Said’s businesses, including Ikon Petroleum, are primary contractors for AISSOT operations, and share both senior management and addresses, according to former employees and confirmed by corporate documents and property records.
According to Western officials, Said’s alleged sanctions-evasion began shortly after the Trump administration announced it was considering reimposing sweeping sanctions against Iran in mid-2017.
Around the time of that announcement, Iraq’s then oil minister, Jabbar Ali Hussein Al Luaibi, helped create a new company as the sole exporter of the country’s oil. The company, AISSOT, was a joint venture between the state-owned Iraqi Oil Tankers Company and the Arab Maritime Petroleum Transport Company, whose primary owners include several Gulf countries, according to the people and documents.

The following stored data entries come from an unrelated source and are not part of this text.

PR #36, opened 2021-11-17
.github/workflows: Enable workflow_dispatch events

timflannagan:
Update the existing set of CI-related workflows and enable the
workflow_dispatch functionality in order to have a first-class way of
triggering a workflow manually without having to entertain previous
workarounds, like opening a PR with an empty commit.

### DIFF
--- a/.github/workflows/build.yaml
+++ b/.github/workflows/build.yaml
@@ -6,6 +6,7 @@ on:
   pull_request:
     paths-ignore:
     - '**/*.md'
+  workflow_dispatch:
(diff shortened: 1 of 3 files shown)


timflannagan:
I somehow missed this when this functionality was added - check https://github.blog/changelog/2020-07-06-github-actions-manual-triggers-with-workflow_dispatch/ for more information.

tylerslaton (approved):
👏🏻 Nice, love to see it. Glad that adding something like this is super easy.

PR #37, opened 2021-11-17
.github/workflows: Avoid using the 'ci' workflow name for all CI-related actions

timflannagan:
Update any relevant CI-related workflows and avoid using the shared 'ci'
prefix for the workflow name in order better distinguish between
workflow(s) when interacting with the 'Actions' tab in the GitHub UI.

---
Screenshot of the previous behavior (using OLM as an example):

Screenshot from 2021-11-12 12-37-59
---

Screenshot of the new proposed behavior:

Screenshot from 2021-11-17 12-42-48

### DIFF
--- a/.github/workflows/build.yaml
+++ b/.github/workflows/build.yaml
@@ -1,4 +1,4 @@
-name: ci
+name: build
 on:
   push:
     branches:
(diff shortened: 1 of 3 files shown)


tylerslaton (approved):
Nice UX change!

Issue #33, opened 2021-11-11
add reconciliation logic for controller


tylerslaton:
# Story
As a user of Combo,
I want to be able to have new Templates and Combinations reconciled,
So that I can get the Combinations of arguments created.

# Summary
As the controller currently stands (implemented in #24) it has sample reconciliation logic. This boilerplate should be replaced with actual code to handle the reconciliation as expected. 

# Acceptance Criteria

- [x] Combination Reconciliation
- [x] Combination e2e test
- [x] Template reconciliation
- [x] Template e2e test

PR #38, opened 2021-11-18
refactor(generator): update to be more compatible with being run in a controller

tylerslaton:
# Summary
The generator was due for a refactor. As I was finishing up the initial reconciliation logic for the combination controller it was evident that a different return format would be necessary. Along with this I updated parts of the package to be cleaner or more optimized. This PR is focused solely on refactoring the generator package to help with the cognitive load.

# Additions
- `template.go` file with split logic for handling and processing files with combinations
    - A test to go along with this file to validate logic
    - Optimized logic for factory function and `.with()` function
- A new `Generator` type for generating files
    - Evaluate method now returns a `[]string` to allow for more versatility when interacting with it.

# Questions
- Should the new interface designs be changed?
- Does it make sense to have the `Generator` type to utilize a `io.Reader` interface instead of a string?

Required for #33


pkg/generate/generate_test.go
```diff
@@ -13,19 +14,19 @@ import (
...
 		name         string
-		template     string
+		file         io.Reader
 		combinations combination.Stream
 		expected     expected
 	}{
 		{
-			name:     "can process a template",
-			template: testdata.EvaluateInput,
+			name: "can process a template",
```
perdasilva, line 28: should we also test error paths?

pkg/generate/template.go
```diff
@@ -0,0 +1,67 @@
...
+import (
+	"errors"
+	"io"
+	"io/ioutil"
+	"regexp"
+	"strings"
+)
+
+var (
+	ErrCouldNotReadFile = errors.New("could not read file")
```
perdasilva, line 12: suggestion: factor errors out into their own package and re-use them here and in `eval`

pkg/generate/template.go
```diff
@@ -0,0 +1,67 @@
...
+			constructedTemplate.documents = append(constructedTemplate.documents, trimmedDoc)
+		}
+	}
+
+	return constructedTemplate, nil
+}
+
+// has determines if any of the documents for the template
+// contains the specified string.
+func (t template) has(find string) bool {
```
perdasilva, line 43: nit: `find` reads weird for me here. Would something like `str` or `searchString` or something like that?

pkg/generate/template.go
```diff
@@ -0,0 +1,67 @@
...
+	for _, document := range t.documents {
+		if document == find {
+			return true
+		}
+	}
+	return false
+}
+
+// with builds the template documents with the combination set specified
+func (t template) with(combo map[string]string, to template) template {
```
perdasilva, line 53: suggestion: since we're mutating `to` here would it make more sense to pass it in as a `*template` and remove the return value?

(not sure what the Go best practices would be here)

pkg/generate/template_test.go
```diff
@@ -0,0 +1,114 @@
...
+
+import (
+	"io"
+	"strings"
+	"testing"
+
+	"github.com/stretchr/testify/require"
+)
+
+func TestHas(t *testing.T) {
```
perdasilva, line 11: maybe we should also exercise the error paths as well

pkg/generate/template_test.go
```diff
@@ -0,0 +1,114 @@
...
+				t.Fatal("error with test, not able to create template:", err)
+			}
+
+			actual := actualTemplate.has(tt.find)
+			require.Equal(t, tt.expected, actual)
+		})
+	}
+}
+
+func TestWith(t *testing.T) {
```
perdasilva, line 57: Do we care about cases where there's a key in the map but it doesn't exist in the template?

pkg/generate/generate.go
```diff
@@ -0,0 +1,59 @@
...
+
+import (
+	"context"
+	"fmt"
+	"io"
+)
+
+type (
+	Generator interface {
+		Evaluate(ctx context.Context) ([]string, error)
```
perdasilva, line 11: A `Generator` with just an `Evaluate` method read weird to me. Would `Generate` fit better?

tylerslaton: Yeah, that reads a lot better.

pkg/generate/template.go
tylerslaton: Good idea, let me pencil out what that looks like.

pkg/generate/template.go
tylerslaton: This brings up a good point, I went ahead and refactored this to make a bit more sense given the mutation. This now works on the original template itself (optimizing memory a bit more) as well as being a bit easier to understand. The interface for interacting with this will now look like:

```go
file := strings.NewReader("hello: WORLD")

t, err := buildTemplate(file)
if err != nil {
    return err
}

t.with(combination)

fmt.Println(t.processedDocuments)
```
Check out [this commit](https://github.com/operator-framework/combo/pull/38/commits/c066182fbf665d1df3404f491ec2afc16ee8e8ce) for more details!

Thoughts?

pkg/generate/template_test.go
tylerslaton: We do for sure, added a test case for this.

pkg/generate/generate_test.go
tylerslaton: For sure, I went ahead and added an error path check to the `TestBuildTemplate` function. Mind giving that look in [this commit](https://github.com/operator-framework/combo/pull/38/commits/6f59f42ed81e0592e459ae0ce3a809c06fec11f8)?

cmd/eval.go
```diff
@@ -64,7 +73,7 @@ Example: combo eval -r REPLACE_ME=1,2,3 path/to/file
 				return fmt.Errorf("failed to access replacements flag: %w", err)
 			}
 
-			file, err := os.ReadFile(args[0])
+			file, err := os.Open(args[0])
```
perdasilva, line 76: minor and very optional: sometimes it's useful to assign indices as constants. E.g. `const templatePathIndex = 0` then when you do file, err := os.Open(args[templatePathIndex]) you know what it is retrieving from the args. You could also just put it in a var, e.g. `templatePlat := args[0]` or some such. Just a very minor suggestion.

perdasilva: suggestion: maybe also the `file` variable name is too generic? `comboTemplateFile` or something like that could be better?

pkg/generate/generate.go
```diff
@@ -0,0 +1,57 @@
...
+		return nil, fmt.Errorf("failed to build template: %w", err)
+	}
+
+	return &generatorImp{
+		template:     compiledTemplate,
+		combinations: combinations,
+	}, nil
+}
+
+// Evaluate uses specified template and combination stream to build/return the combinations of
```
perdasilva, line 36: Doc string still references the old method name (`Evaluate`)

pkg/generate/generate_test.go
```diff
@@ -0,0 +1,84 @@
...
+	"strings"
+	"testing"
+
+	"github.com/operator-framework/combo/pkg/combination"
+	testdata "github.com/operator-framework/combo/test/assets/generator"
+	"github.com/stretchr/testify/assert"
+	"github.com/stretchr/testify/require"
+)
+
+func TestEvaluate(t *testing.T) {
```
perdasilva, line 16: I think this needs to be renamed to `TestGenerate`

pkg/generate/generate_test.go
```diff
@@ -0,0 +1,84 @@
...
+	for _, tt := range []struct {
+		name         string
+		file         io.Reader
+		combinations combination.Stream
+		expected     []string
+		err          error
+	}{
+		{
+			name:     "can process a template",
+			file:     strings.NewReader(testdata.EvaluateInput),
```
perdasilva, line 26: Same here `testdata.EvaluateInput` -> `testdata.GenerateInput` and same for `testdata.EvaluateOutput`

cmd/eval.go
```diff
@@ -78,15 +87,22 @@ Example: combo eval -r REPLACE_ME=1,2,3 path/to/file
 				combination.WithSolveAhead(),
 			)
 
+			generator, err := generate.NewGenerator(file, combinations)
```
perdasilva, line 90: suggestion: Maybe we should either rename the `generate` package, the `Generator` struct (or both)? As it is, it doen't tell us much about _what_ is being generated.

cmd/eval.go
tylerslaton: Nice yeah, these are clean suggestions. Let me throw up an implementation.

cmd/eval.go
tylerslaton: What would you think about renaming each to be `template` and `Builder` respectively? So it would end up looking like this:

```go
import (
    "fmt"
    "github.com/operator-framework/combo/pkg/template"
)

// (...)

templateBuilder, err := template.NewBuilder(templateFile, combinations)
if err != nil {
    return fmt.Errorf("failed to construct generator: %w", err)
}

ctx, cancel := context.WithCancel(context.Background())
defer cancel()

combinedTemplateDocuments, err := templateBuilder.Build(ctx)
if err != nil {
	return fmt.Errorf("failed to generate documents with combinations: %w", err)
}
```

perdasilva (approved):
lgtm - nice work!

cmd/eval.go
```diff
@@ -35,14 +39,20 @@ func formatReplacements(replacements map[string]string) map[string][]string {
...
-func validateFile(file []byte) error {
-	var holder interface{}
-	err := yaml.Unmarshal(file, &holder)
-	if holder == nil {
+// validateFile is a simple wrapper to ensure the file we're using exists, is readable,
+// and is valid YAML
+func validateFile(file io.Reader) error {
+	fileBytes, err := ioutil.ReadAll(file)
+	if err != nil {
+		return ErrCouldNotReadFile
```
awgreene, line 47: I am of the opinion that you should surface the error returned by the `ioutil.ReadAll` function, it could contain  critical debugging data. With this custom error, I only know that I `could not read file`. This error is also [declared in a separate package](https://github.com/operator-framework/combo/pull/38/files#diff-4c6785786c3eaa4a21b69e4a2a47830bb533b95d63b5b6c5bf69bc7e2d76625cR13), and when it is used [the error is surfaced](https://github.com/operator-framework/combo/pull/38/files#diff-4c6785786c3eaa4a21b69e4a2a47830bb533b95d63b5b6c5bf69bc7e2d76625cR27).

cmd/eval.go
```diff
@@ -78,19 +88,26 @@ Example: combo eval -r REPLACE_ME=1,2,3 path/to/file
...
+			}
+
 			ctx, cancel := context.WithCancel(context.Background())
 			defer cancel()
 
-			generatedFile, err := generator.Evaluate(ctx, string(file), combinations)
+			combinedTemplateDocuments, err := templateBuilder.Build(ctx)
 			if err != nil {
-				return fmt.Errorf("failed to generate combinations: %w", err)
+				return fmt.Errorf("failed to build documents with combinations: %w", err)
```
awgreene, line 101:
```suggestion
				return fmt.Errorf("failed to build manifests with combinations: %w", err)
```

cmd/eval.go
```diff
@@ -78,19 +88,26 @@ Example: combo eval -r REPLACE_ME=1,2,3 path/to/file
...
+			templateBuilder, err := template.NewBuilder(templateFile, combinations)
+			if err != nil {
+				return fmt.Errorf("failed to construct builder: %w", err)
+			}
+
 			ctx, cancel := context.WithCancel(context.Background())
 			defer cancel()
 
-			generatedFile, err := generator.Evaluate(ctx, string(file), combinations)
+			combinedTemplateDocuments, err := templateBuilder.Build(ctx)
```
awgreene, line 99: The Operator Framework typically refers to collections of yaml as manifests and we should do our best to remain consistent. Applies in all places.
```suggestion
			combinedTemplateManifests, err := templateBuilder.Build(ctx)
```

cmd/eval.go
```diff
@@ -78,19 +88,26 @@ Example: combo eval -r REPLACE_ME=1,2,3 path/to/file
...
 			if err != nil {
-				return fmt.Errorf("failed to generate combinations: %w", err)
+				return fmt.Errorf("failed to build documents with combinations: %w", err)
 			}
 
-			if err := validateFile([]byte(generatedFile)); err != nil {
-				return fmt.Errorf("failed to validate file generated: %w", err)
+			combinedTemplate := "---\n" + strings.Join(combinedTemplateDocuments, "\n---\n")
```
awgreene, line 104: [There is no standard convention for newlines across all operating systems](https://stackoverflow.com/questions/3720612/what-is-the-universal-newline-for-all-operating-systems-lf-and-cr), will this cause any issues when the binary is built/ran on different operating systems? We should probably specify which operator systems we support.

This comment does not apply for the combo controller as we control the operating system when building the image.

pkg/template/builder.go
```diff
@@ -0,0 +1,57 @@
...
+	Builder interface {
+		Build(ctx context.Context) ([]string, error)
+	}
+
+	CombinationStream interface {
+		Next(ctx context.Context) (map[string]string, error)
+	}
+)
+
+type builderImp struct {
```
awgreene, line 19:
```suggestion
type builder struct {
```

pkg/template/template.go
```diff
@@ -0,0 +1,68 @@
...
+)
+
+var (
+	ErrCouldNotReadFile = errors.New("could not read file")
+)
+
+// template contains an array of documents that can be
+// interacted with with its various functions.
+type template struct {
+	documents          []string
```
awgreene, line 19:
```suggestion
	manifests          []string
```

awgreene (changes requested):
Nice work on this, let's add some e2e tests as well!

cmd/eval.go
tylerslaton: This could probably be handled in the README. It would be a good idea to make an issue where we test the binary on various operating system and see how it handles them. It may also be possible to do that in CI to make sure we don't regress across platforms. Thoughts?

awgreene: SGTM.

pkg/template/template.go
```diff
@@ -0,0 +1,68 @@
...
+}
+
+func newTemplate(file io.Reader) (template, error) {
+	// Separate the manifests by the yaml separator and build a template with them
+	fileBytes, err := ioutil.ReadAll(file)
+	if err != nil {
+		return template{}, fmt.Errorf("%w: %s", ErrCouldNotReadFile, err.Error())
+	}
+
+	docs := strings.Split(string(fileBytes), "---")
```
awgreene, line 30:
```suggestion
	manifests := strings.Split(string(fileBytes), "---")
```

pkg/template/template.go
```diff
@@ -0,0 +1,68 @@
...
+	"errors"
+	"fmt"
+	"io"
+	"io/ioutil"
+	"regexp"
+	"strings"
+)
+
+var (
+	ErrCouldNotReadFile = errors.New("could not read file")
```
awgreene, line 13: Is this worth duplicating [here](https://github.com/operator-framework/combo/pull/38/files#diff-56eae6d32e732794aa20bcb63594976b8c9780b628767d3da1e8f85843120fbfR20)?

awgreene (commented):
Looks better, still needs e2e tests.

pkg/template/template.go
tylerslaton: Fixed this up!

pkg/template/template.go
tylerslaton: I made a new `comboErrors` package for errors that are shared across Combo.

pkg/errors/errors.go
```diff
@@ -0,0 +1,8 @@
+package comboerrors
```
awgreene, line 1: Non blocking nit: This should just be `errors`. One can derrive that it contains a list of errors related to the combo project from the fact that the package exists in the combo repository.

awgreene (approved):
Nice work @tylerslaton!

Mr. Luaibi said at the time that the joint venture would make Iraq a major international player in the energy shipping sector. Current and former U.S. and Iraqi officials say the venture was really a vehicle to help Iran export oil. -WSJ
“They’re exporting Iraqi energy products, but the real bread and butter of the business was the five to ten percent of Iranian oil exports, fuel oil exports and other exports,” said a former Western official of AISSOT’s operations.
AISSOT, meanwhile, claimed in a 2020 statement that neither they, nor their affiliates, were involved in any sanctioned activities – including the Iranian energy trade – calling allegations “baseless and false.”